I have seen it claimed that what is created at conception is an “independent genotype.” And certainly it is true that the fertilized egg is different, genetically, from either sperm or egg, and also different, genetically, from either father or mother. But if what makes a separate person is an “independent genotype,” you are denying the personhood of an identical twin! This would mean that killing one of a pair of identical twins is no worse than amputating a leg. I cannot see any argument based on genotypic identity that would differentiate the two. So there is no way that this basis for characterizing personhood can fly.

It is to me quite obvious that the only way to define “a new human being” is to ask if it is capable of surviving without being connected to the mother’s body through a placenta. This is the “viability criterion,” and no other definition makes sense. So let the anti-abortion group assert that the fetus can be delivered and survive, and if this is so, it would be unethical to abort it.

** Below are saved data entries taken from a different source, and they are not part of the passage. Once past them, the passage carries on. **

PR #165, opened 2022-04-01
refactor: move mock code into new mock mod

dan-da:
This moves all "extra" functionality into a new
module "mock" with a corresponding feature flag
and its own Error enum.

The argument has been made that “what modern medicine can keep alive” continually changes. I do not deny this. But just as we do not try to keep alive someone who is incurably ill when he has passed a certain point, and this point changes as modern medicine improves, the point at which abortion is foreclosed by viability can change with time. This is not inconsistent.

Some people wish to impose their beliefs on others. Whether these are Catholics who want others to deny abortions based on Catholic definitions of “a human life” or others who want Catholic doctors to abort when it violates their scruples, this is wrong. But let the individuals involved make the decisions.